Here is where IT capabilities can add substantial value to a traditional enterprise that is on the lean journey. Emerging technologies enable us to communicate, and indeed, collaborate with customers on a large scale, easily and efficiently within these value streams. Here too, there is a plethora of data which can easily become waste. The key is gaining an understanding of what these technologies offer and making informed decisions about which to experiment with and integrate directly into your value streams, always with an eye to mining and measuring the right information.
So within this framework of integrated value streams (where technologists and business colleagues work collaboratively) we’ll explore how to take a targeted approach to identifying and measuring what creates value.
The Five W’s
Here is the approach that I propose in order to establish measures that lead us to customer value. Though effective measurement can be a complex issue, by following the tradition of lean we look for simplicity underlying the complexity. In a lean culture, to identify root causes people learn to ask the question “Why” five times. I propose similar simplicity. To create effective measurement approaches, I propose we ask the well known “Five W’s” – Who, Why, What, Where, When. Who represents people – the customers as well as the people who do the work; why represents purpose; what, where and when represent process.

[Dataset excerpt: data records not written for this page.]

Issue #3615, opened 2026-01-13
Text Formatting is not carried over when splitting sentence


BayuAri:
## Step to reproduce
1. Create a new thought
2. Add a multi sentences copy as the title
3. Tap Bold button
4. Verify that tittle are bold text now
5. Tap Split Sentence button

## Current behavior
The first split thought is bold but the other split-thoughts are not bold. 
The formatting only applies onto the first split-thought.
This also happens on Underline, Italic and Strikethrough formatting

https://github.com/user-attachments/assets/8087ff92-bfcc-4e5b-909f-191e1c4c3545

## Expected behavior
The formatting should be carried over to all of the new split-thought.

ethan-james:
I verified that this breaks up the sentences without any regard for styles, such that

```
**This is sentence one. This is sentence two. This is sentence three.**
```

becomes

```
  - **This is sentence one.
  - This is sentence two.
  - This is sentence three.**
```

So we need a method that will allow us to figure out what tags are active at a given point so that we can break them up in a comprehensive way. I thought that I might find something like that in `formatSelection` but didn't realize that was using native browser behavior to handle styles. Let me know if there's somewhere in the code where I could find an existing style parser, and if not then we can brainstorm what it would need to handle robustly.

PR #3832, opened 2026-02-20
Use selection.splitNode() to preserve tags while splitting sentences

### LINKED ISSUE #3455: [Mobile][Web] Split thought with color splits the html hardcode
**Step to repro**

1. Create a new thought
2. Add a any collor to the thought
3. Tap or click Split button on tthe toolbar
4. Observe the splitted thought

**Current behavior:**
Split thought is showing html hardcode 

**Expected:**
Splitting should not be implemented on the hardcode.

Image

Image

ethan-james:
Fixes #3455 and #3615

#3455 has a bit of a different root cause than #3615, but I needed to alter the comma-splitting logic in different ways for both, so it would cause merge conflicts to separate them.

#3455 had two issues: semicolons in style tags, and commas in style tags. Semicolon-splitting could be solved by adding an `isStyle` function that performs a similar check to the existing `isUrl` function. Comma-splitting logic happened in a later step, and the logic wasn't as robust. So I added a `separateByComma` function that does the following:

1. replaces commas within style blocks with a comma token
2. replaces commas outside of style blocks with the separator token
3. replaces the comma token with a `,`

For #3615, the solution was to place the markup into a div and use `selection.splitNode()` to preserve tags when splitting into sentences. It was necessary to traverse nodes using `offsetFromClosestParent`, but the end result is that the text is extracted from the div with all tags correctly closed using native browser behavior.

### DIFF
--- a/src/commands/__tests__/splitSentences.ts
+++ b/src/commands/__tests__/splitSentences.ts
@@ -32,7 +32,7 @@ describe('splitSentences', () => {
   - This is sentence three.`)
   })
 
-  it('splits a thought with multiple sentences and styles', () => {
+  it('splits a thought with multiple sentences all wrapped in a single bold tag', () => {
     store.dispatch([
       newThought({ value: '' }),
       setCursor(['']),
@@ -48,7 +48,7 @@ describe('splitSentences', () => {
   - **This is sentence three.**`)
   })
 
-  it('splits a thought with a single sentence plus font tags', () => {
+  it('does not split a thought with a single sentence and a font tag', () => {
     store.dispatch([
       newThought({ value: '' }),
       setCursor(['']),
@@ -67,7 +67,7 @@ describe('splitSentences', () => {
 </ul>`)
   })
 
-  it('splits a thought with a multiple comma-delimited sentences plus font tags', () => {
+  it('splits a thought with a multiple comma-delimited sentences plus a font tag', () => {
     store.dispatch([
       newThought({ value: '' }),
       setCursor(['']),


src/commands/__tests__/splitSentences.ts
```diff
@@ -30,6 +32,64 @@ describe('splitSentences', () => {
...
+    executeCommand(splitSentencesCommand, { store })
+
+    const exported = exportContext(store.getState(), [HOME_TOKEN], 'text/plain')
+    expect(exported).toBe(`- __ROOT__
+  - **This is sentence one.**
+  - **This is sentence two.**
+  - **This is sentence three.**`)
+  })
+
+  it('splits a thought with a single sentence plus font tags', () => {
```
raineorshine: There is no split in this case, so we can say: `does not split a thought with a single sentence and font tag`

src/commands/__tests__/splitSentences.ts
```diff
@@ -30,6 +32,64 @@ describe('splitSentences', () => {
   - This is sentence three.`)
   })
 
+  it('splits a thought with multiple sentences and styles', () => {
```
raineorshine: "and styles" is too general, Let's say "multiple sentences in a bold tag".

We want to keep the tests and test descriptions as concrete as possible and not make assumptions about other styles, which may or may not be handled differently.

src/commands/__tests__/splitSentences.ts
```diff
@@ -30,6 +32,64 @@ describe('splitSentences', () => {
...
+    expect(exported).toBe(`<ul>
+  <li>__ROOT__  
+    <ul>
+      <li><font color="#000000" style="background-color: rgb(0, 214, 136);">font</font></li>
+    </ul>
+  </li>
+</ul>`)
+  })
+
+  it('splits a thought with a multiple comma-delimited sentences plus font tags', () => {
```
raineorshine: This says font "tags" but the test case only contains one font tag.

ethan-james:
> Thanks for the submission and the clear PR description. This looks fine to me.
> 
> Just a few recommendations to improve the test titles.
> 
> Since `splitNode` is now HTML aware, it may have made sense to migrate to proper HTML parsing and split nodes at the AST level before serializing it back into an HTML string. The risk is that we encounter additional edge cases that this algorithm can't handle, or that the complexity of the regex approach continues to grow, in which case we'll have to throw away a lot of this work. However, since we are already herIe I'm okay to keep what we have and proceed tentatively.

I did consider that, and then I decided it might be a case of the cure being worse than the disease. We may need to go that way in the future, but I identified that:

1.  there are only 5 markup tags that we're using (that I know of)
2.  font tag is the only one with an attribute, and
3. the style attribute is the only attribute

It's also possible for `.` or `!` to appear in style rules, but I don't think it's possible for us to generate such rules. Let me know if there's something else I need to test.

raineorshine (approved):
Good, I'm glad you've considered it. We'll see how this holds up. If we don't encounter more edge cases then I'm happy to call it a win and move on.

> I did consider that, and then I decided it might be a case of the cure being worse than the disease. We may need to go that way in the future, but I identified that:
> 
> 1. there are only 5 markup tags that we're using (that I know of)
> 2. font tag is the only one with an attribute, and
> 3. the style attribute is the only attribute

Yes, I think that's about right. My worry is with multiple overlapping styles with different ranges, but I haven't stress tested it.

@BayuAri Feel free to do another round of UX stress testing of split sentences on `main` to uncover any faults! (I merged this prematurely.)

We’ll look at measurements obtained within the enterprise related to internal processes. We’ll also look at measurements obtained in the marketplace, where technology is dramatically changing how we can interact with and learn from our customers.
Who
As always, we begin with the fundamental question of lean: Who are our customers? We should start with the end customer, but as we consider the issue of measurement, we need to look at the entire chain of intermediate customers that play a role in the value stream. This examination may enable us to identify key process drivers (e.g. stakeholders, enablers, constraints, failure modes) where measurement and monitoring can improve the overall value stream.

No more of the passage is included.